BRIEF:
Search the records that follow and extract every line containing the string "templatePath".

TASK MATERIAL:
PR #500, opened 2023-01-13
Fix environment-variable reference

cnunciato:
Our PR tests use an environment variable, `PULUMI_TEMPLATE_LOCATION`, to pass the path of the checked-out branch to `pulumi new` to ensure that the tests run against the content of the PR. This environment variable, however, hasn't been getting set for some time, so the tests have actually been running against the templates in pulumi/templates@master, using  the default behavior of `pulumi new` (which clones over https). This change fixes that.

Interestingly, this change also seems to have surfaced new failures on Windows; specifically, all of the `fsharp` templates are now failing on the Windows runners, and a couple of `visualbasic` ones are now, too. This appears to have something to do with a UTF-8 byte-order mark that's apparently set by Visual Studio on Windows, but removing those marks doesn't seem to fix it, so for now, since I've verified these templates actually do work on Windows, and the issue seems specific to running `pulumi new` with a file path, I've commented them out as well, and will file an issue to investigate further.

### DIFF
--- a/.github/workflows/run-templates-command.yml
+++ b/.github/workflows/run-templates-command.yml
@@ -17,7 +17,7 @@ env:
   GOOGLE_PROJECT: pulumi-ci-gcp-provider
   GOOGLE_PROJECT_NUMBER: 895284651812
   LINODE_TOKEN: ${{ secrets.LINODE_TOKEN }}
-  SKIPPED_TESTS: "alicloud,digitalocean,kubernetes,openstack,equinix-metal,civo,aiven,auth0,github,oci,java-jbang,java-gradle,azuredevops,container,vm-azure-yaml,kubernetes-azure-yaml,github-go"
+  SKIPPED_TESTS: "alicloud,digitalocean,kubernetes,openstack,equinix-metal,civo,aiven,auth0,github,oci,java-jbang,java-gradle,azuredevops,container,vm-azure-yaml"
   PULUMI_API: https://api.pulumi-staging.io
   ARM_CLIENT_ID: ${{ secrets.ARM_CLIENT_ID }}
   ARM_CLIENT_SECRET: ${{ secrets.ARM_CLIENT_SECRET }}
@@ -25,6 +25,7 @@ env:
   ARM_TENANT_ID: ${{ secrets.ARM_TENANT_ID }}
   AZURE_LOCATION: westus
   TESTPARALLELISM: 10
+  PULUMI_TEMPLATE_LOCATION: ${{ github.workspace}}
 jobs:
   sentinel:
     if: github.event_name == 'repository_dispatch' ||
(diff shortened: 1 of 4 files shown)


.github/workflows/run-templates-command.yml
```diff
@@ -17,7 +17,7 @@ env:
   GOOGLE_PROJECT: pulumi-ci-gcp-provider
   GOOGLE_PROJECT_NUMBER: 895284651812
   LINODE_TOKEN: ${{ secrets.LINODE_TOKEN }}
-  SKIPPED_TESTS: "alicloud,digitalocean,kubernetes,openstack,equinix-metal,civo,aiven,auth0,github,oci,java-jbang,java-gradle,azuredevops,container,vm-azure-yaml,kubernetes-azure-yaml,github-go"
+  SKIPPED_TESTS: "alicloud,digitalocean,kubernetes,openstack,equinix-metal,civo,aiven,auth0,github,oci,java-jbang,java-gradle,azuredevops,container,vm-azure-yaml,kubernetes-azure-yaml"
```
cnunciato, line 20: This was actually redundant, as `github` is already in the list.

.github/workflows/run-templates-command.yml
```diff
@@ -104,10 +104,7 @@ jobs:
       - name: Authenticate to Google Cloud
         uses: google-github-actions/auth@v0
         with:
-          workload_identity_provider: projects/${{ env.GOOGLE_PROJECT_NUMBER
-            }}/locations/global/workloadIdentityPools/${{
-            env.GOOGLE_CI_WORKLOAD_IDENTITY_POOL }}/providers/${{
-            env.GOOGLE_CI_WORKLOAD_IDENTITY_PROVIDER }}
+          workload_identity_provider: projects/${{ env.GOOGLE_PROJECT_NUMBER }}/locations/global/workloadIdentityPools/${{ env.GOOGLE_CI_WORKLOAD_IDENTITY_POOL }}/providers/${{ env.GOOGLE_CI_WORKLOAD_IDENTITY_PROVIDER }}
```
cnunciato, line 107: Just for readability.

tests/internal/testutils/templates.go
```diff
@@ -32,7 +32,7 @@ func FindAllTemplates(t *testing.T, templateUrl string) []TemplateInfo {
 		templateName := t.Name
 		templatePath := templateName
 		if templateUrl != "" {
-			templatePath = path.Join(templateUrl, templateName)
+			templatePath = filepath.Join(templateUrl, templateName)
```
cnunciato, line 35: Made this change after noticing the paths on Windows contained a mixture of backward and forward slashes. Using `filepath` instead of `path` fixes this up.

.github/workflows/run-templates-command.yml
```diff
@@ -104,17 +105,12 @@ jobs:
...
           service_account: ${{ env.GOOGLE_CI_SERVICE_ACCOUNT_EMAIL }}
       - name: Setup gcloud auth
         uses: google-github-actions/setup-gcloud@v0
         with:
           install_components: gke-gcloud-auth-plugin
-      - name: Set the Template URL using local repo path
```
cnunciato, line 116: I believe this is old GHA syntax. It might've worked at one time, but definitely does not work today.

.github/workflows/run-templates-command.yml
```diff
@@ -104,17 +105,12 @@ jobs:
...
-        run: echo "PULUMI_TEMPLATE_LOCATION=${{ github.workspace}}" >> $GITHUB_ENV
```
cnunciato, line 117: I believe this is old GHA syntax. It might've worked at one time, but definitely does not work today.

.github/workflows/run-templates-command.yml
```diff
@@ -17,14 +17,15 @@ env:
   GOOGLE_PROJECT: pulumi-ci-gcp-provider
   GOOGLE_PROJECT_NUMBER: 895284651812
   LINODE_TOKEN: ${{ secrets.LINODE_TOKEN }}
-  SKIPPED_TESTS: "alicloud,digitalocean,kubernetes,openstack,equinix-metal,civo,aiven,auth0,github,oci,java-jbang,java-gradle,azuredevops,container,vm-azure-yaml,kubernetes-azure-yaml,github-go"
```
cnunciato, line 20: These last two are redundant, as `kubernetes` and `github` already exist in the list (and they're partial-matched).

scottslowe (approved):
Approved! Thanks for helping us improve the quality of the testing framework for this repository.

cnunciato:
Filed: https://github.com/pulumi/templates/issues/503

...

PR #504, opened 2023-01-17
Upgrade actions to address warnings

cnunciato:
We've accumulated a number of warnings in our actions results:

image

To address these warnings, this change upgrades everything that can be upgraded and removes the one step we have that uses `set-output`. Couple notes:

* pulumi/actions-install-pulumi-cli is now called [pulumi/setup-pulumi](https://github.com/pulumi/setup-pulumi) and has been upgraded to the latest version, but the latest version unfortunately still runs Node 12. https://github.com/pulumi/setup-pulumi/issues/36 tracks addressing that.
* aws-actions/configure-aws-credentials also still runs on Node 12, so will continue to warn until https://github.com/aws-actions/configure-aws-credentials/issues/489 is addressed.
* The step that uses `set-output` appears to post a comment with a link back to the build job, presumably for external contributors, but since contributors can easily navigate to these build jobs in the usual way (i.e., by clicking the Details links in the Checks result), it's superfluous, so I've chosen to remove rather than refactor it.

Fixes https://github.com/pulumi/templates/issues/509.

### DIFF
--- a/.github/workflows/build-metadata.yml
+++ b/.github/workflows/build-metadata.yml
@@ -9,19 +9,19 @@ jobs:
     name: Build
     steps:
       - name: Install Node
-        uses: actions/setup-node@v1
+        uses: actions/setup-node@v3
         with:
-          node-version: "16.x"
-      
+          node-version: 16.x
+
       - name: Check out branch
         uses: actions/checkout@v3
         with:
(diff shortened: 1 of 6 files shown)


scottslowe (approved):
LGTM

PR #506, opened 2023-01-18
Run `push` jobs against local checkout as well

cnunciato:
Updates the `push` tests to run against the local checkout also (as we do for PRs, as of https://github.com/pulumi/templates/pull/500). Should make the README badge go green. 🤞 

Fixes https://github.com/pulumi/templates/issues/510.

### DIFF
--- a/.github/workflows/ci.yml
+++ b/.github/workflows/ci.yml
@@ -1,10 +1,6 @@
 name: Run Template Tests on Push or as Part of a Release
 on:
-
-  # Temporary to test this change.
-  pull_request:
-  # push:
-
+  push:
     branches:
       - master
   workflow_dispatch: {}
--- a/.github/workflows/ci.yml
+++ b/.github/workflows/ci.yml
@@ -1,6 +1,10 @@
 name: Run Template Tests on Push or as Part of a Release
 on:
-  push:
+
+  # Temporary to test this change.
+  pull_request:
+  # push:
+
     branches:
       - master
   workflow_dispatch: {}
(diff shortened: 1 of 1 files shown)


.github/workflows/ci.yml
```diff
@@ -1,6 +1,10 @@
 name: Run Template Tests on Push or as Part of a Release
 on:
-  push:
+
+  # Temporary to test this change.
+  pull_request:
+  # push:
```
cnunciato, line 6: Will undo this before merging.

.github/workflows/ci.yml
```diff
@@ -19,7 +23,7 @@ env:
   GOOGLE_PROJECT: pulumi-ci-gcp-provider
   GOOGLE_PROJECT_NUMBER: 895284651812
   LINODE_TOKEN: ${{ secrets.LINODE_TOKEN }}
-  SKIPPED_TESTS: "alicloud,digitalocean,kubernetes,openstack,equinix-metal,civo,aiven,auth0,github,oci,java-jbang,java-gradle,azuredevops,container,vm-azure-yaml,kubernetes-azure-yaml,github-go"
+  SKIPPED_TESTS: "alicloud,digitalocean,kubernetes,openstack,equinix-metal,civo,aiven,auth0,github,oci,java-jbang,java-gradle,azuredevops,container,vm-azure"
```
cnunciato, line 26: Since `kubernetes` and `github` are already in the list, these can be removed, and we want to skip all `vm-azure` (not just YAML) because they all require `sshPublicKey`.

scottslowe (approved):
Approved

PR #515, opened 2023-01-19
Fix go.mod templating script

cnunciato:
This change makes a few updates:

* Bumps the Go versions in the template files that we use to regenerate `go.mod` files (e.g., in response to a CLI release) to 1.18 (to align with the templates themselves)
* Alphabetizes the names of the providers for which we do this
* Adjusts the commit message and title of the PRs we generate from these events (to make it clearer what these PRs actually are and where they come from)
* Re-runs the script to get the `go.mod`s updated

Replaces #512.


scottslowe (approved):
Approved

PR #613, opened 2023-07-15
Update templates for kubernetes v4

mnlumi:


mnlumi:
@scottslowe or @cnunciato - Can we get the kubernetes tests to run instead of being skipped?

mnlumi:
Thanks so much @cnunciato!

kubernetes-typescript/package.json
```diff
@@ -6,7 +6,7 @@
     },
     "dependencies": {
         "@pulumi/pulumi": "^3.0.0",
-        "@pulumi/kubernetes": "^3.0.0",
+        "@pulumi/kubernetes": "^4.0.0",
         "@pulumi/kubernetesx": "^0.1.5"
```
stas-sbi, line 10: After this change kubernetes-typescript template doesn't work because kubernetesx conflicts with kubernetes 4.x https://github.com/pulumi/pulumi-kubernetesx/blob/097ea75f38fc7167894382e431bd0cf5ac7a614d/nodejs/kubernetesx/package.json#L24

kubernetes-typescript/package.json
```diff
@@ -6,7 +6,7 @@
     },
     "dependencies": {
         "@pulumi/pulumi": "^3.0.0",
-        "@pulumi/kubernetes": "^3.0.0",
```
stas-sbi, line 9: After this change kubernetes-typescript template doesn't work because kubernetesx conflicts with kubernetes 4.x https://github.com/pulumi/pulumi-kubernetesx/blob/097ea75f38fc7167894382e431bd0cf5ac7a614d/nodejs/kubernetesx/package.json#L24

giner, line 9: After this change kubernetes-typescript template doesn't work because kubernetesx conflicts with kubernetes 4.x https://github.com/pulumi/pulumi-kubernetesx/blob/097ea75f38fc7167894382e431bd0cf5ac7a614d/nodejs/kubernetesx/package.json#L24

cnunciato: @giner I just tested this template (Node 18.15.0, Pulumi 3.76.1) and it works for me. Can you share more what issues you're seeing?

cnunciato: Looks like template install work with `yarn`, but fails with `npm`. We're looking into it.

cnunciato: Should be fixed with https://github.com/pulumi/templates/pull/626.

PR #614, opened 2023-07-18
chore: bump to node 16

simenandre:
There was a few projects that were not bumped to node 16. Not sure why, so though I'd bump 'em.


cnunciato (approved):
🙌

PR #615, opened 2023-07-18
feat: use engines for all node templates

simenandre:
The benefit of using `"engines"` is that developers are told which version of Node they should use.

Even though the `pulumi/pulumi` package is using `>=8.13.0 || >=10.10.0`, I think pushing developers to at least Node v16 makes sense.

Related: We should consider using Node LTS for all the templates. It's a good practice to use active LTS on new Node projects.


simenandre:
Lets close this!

RESPONSE TO THE EXERCISE:
 		templatePath := templateName
-			templatePath = path.Join(templateUrl, templateName)
+			templatePath = filepath.Join(templateUrl, templateName)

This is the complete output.